Scrivo questo post a pochi metri da una quercia selvatica. Ne avverto il respiro legnoso, l'attacco del vento come un cane snello di riporto sul braccio scoperto nella manica ancora corta, quando vorrei che questo vento in qualche modo arrivasse a qualcuno, così la temperatura bassa del mio polso, il bordo della tenda che mi sfiora il gomito nel buio.

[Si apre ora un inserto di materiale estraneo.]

PR #11000, opened 2026-08-06
fix(hermes): give each agent its own AGENT_HOME, never a foreign agent's

PraeSynBH:
## Thinking Path

> - Each local adapter spawns an agent process and builds the environment that process runs in. `AGENT_HOME` is part of that environment, and it is the anchor for every memory path in an agent's operating instructions: `$AGENT_HOME/MEMORY.md`, `$AGENT_HOME/life/`, `$AGENT_HOME/memory/YYYY-MM-DD.md`.
> - The server already resolves the correct per-agent home for every run and publishes it on `context.paperclipWorkspace.agentHome`. `packages/adapter-utils/src/server-utils.ts` maps it to the `AGENT_HOME` variable. The codex, cursor, gemini, opencode, and pi local adapters all consume that path. The hermes adapter never did.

Da lontano, osservando una casa abbandonata, ho la mia finestra spalancata davanti al mio tavolo da lavoro. Davanti alla casa abbandonata c'è un albero. Davanti all'albero c'è un lampione che emana una lucina giallastra. Domandarsi poi del senso di abbandono nel calarsi tombale in un certo linguaggio e di intrattenersi, da incoscienti, come una mosca sul bordo glassato di un bicchiere. Di non lasciare che questa luce giallastra e inutile, questo albero, questo lampione dal bagliore dorato, rimangano svuotati, nel loro pieno attrito col naturale, nel loro sforzato o senso in apparenza antieconomico, primitivo, atavico. Lasciare che le cose respirino da sole, senza essere dette o percepite dalla rudezza di un mio intervento diretto, da una mia minima tensione o lasciarmi percepire appena dal loro bisturi, ma da sveglio, e rimanere ancora in piedi l'oggetto di quello che vedo e di quello che sento e che patisco nel vederlo. Descrivere la delicatezza di questo stato scarno di cose, significa morirne.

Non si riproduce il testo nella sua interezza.